BankInfoSecurity reports on new information on the Michaels breach from 2011. Exactly why all stores should implement PCI-validated P2PE: any device tampering will automatically shut down the device. In this case, 88 legitimate POS devices at 80 different Michaels locations across 19 states were replaced with manipulated terminals that were used to capture and store card data and PINs.
More than four years after the point-of-sale attack that struck 80 Michaels craft stores throughout the U.S., compromising nearly 100,000 payment cards, details about how the attackers pulled off their scheme have finally emerged.
On Nov. 17, Crystal Banuelos of California, a lead defendant named in the 2011 Michaels debit breach, pleaded guilty to conspiracy to commit bank fraud and aggravated identity theft (see Michael’s Breach: What We’ve Learned).
Banuelos’ sentencing date has not yet been set.
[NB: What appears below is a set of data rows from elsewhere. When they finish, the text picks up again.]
PR #4504, opened 2021-03-04
feat: add docker source label

viceice:
This allows [renovate](/renovatebot/renovate) to link to source repo and fetch changelogs (if available)

not checked

no

### DIFF
--- a/Dockerfile
+++ b/Dockerfile
@@ -1,5 +1,7 @@
 FROM debian:stable-slim
 
+LABEL org.opencontainers.image.source="https://github.com/coredns/coredns"
+
 RUN apt-get update && apt-get -uy upgrade
 RUN apt-get -y install ca-certificates && update-ca-certificates
 


yongtang:
@viceice Is this label a standard used in similar projects like Kubernetes/etc?

viceice:
Yes, official opencontainers label.

https://www.github.com/opencontainers/image-spec/tree/master/annotations.md

miekg:
there are many more labels, just adding a link to the repo doesn't seem like it adds much. From memory git hash and other fluff like it can also be added.

I don't think this adds much, and if you need it you can easily build your own pipeline and add labels

viceice:
I know, do you like me to add more labels?

We use it at renovate, reading it from the registry to find the source of the image. That way renovate can fetch release note from source repo to show in it's update pr's.

We also use it to link to the source from the pr.

miekg:
[ Quoting <notifications@github.com> in "Re: [coredns/coredns] feat: add doc..." ]
>I know, do you like me to add more labels?
>
>We use it at renovate, reading it from the registry to find the source of the
>image. That way renovate can fetch release note from source repo to show in
>it's update pr's.
>
>We also use it to link to the source from the pr.

no, I don't think we should add any labels. The whole process you descibe seems to come
down to not having to google to view the changelog.

yongtang:
@viceice Honestly I would prefer not to add a specific label unless the label is used by a majority or a significant portion of the users. You can always build your own docker image with pre-built CoreDNS static binary. The effort is with very minimal.

viceice:
Ok, no problem.

viceice:
Our hope was to add those label to more images, so it will be adopted by more and more images over time.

She faces a maximum sentence of 32 years in prison and a $1 million fine.
In her plea filed with a New Jersey District Court, Banuelos notes that she conspired to steal credit and debit card data, as well as PINs, from Michaels’ customers, and knowingly used counterfeit cards created from that stolen data to conduct fraudulent cash withdrawals at ATMs.
In all, authorities believe Banuelos and Angel Angulo, a co-defendant named in the indictment whose case is still pending, stole $420,000 from banks through fraudulent ATM withdrawals. Banks defrauded in the scheme, according to the indictment, include U.S. Bank, BMO Harris, Bank of America, JPMorgan Case, TD Bank, Beneficial Bancorp and Wells Fargo.
To perpetrate their crime, prosecutors allege Banuelos, Angulo and other unnamed conspirators swapped out 88 legitimate POS devices at 80 different Michaels locations across 19 states with manipulated terminals that were used to capture and store card data and PINs.
“Each counterfeit POS device was equipped with wireless technology, whereby conspirators wirelessly retrieved the stolen account information without having to retrieve the counterfeit POS devices,” the indictment claims. “In or about February 2011 and in or about April 2011, conspirators compromised approximately 94,000 debit and credit card account numbers from customers at a number of Michaels’ locations across the United States, including in the District of New Jersey.”